Hatch lands on the moon, explaining that 20 minutes have passed from his point of reference. He has captured Hollis and threatens to kill her unless Cortland hands over the scientific data. Realizing Hatch, who admits to mass murder in pursuit of his goal, never intended him to survive, Cortland refuses. Cortland wounds Hatch with a grenade initially embedded in his cybernetic foot, then kills him by transforming. Hollis talks him down and helps him transform back to a human. The two plan to leave the moon and not only free Cortland's father but everyone else, too.

==Cast==
- Dan Mor as Kye Cortland
- Aleisha Rose as Tarren Hollis
- Mark Redpath as Tobias Hatch
- Christopher Kirby as Norman Oleander
- Shaun Micallef as Re3f - Computer voice

== Production ==
Arrowhead was based on a short film Melbourne filmmaker Jesse O'Brien shot in 2012. Using this short film, which cost $600, O'Brien started a crowdfunding campaign for a feature version. Although the campaign was unsuccessful, it led to industry attention; TV1 offered $140,000 in funding, and O'Brien received another $40,000 from a production company started by friends he met at film school. Foxtel subsequently discontinued TV1, but they reassured O'Brien they were still committed to funding the film. Shooting took place in Coober Pedy and Sunshine, Victoria, over 22 days. O'Brien said he spent almost the entire budget during production, leaving only $1000 for post-production.

== Release ==
Arrowhead premiered at the SciFi Film Festival Sydney in November 2015.

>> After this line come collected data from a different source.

PR #720, opened 2025-01-17
chore: create FUNDING.json

cewood:
Add FUNDING.json indicating that this repo is owned/maintained by Shipyard.

### DIFF
--- a/FUNDING.json
+++ b/FUNDING.json
@@ -1,0 +1,7 @@
+{
+  "drips": {
+    "filecoin": {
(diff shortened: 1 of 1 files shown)


FUNDING.json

It was released in June 2016 in Australia and New Zealand by StudioCanal, through Universal Sony, and has also been released in Japan, Germany and the UK. Deals were announced for US and Canadian distribution in September 2016. It was released on Netflix on 23 September 2017.

==Awards==
Jesse O'Brien won the 2015 John Hinde Award for Excellence in Science-Fiction Writing in the AWGIE Awards for Arrowhead.

== Reception ==
J. R. Southall of Starburst rated it 5/10 stars and wrote that the film, though entertaining, includes too many disparate themes.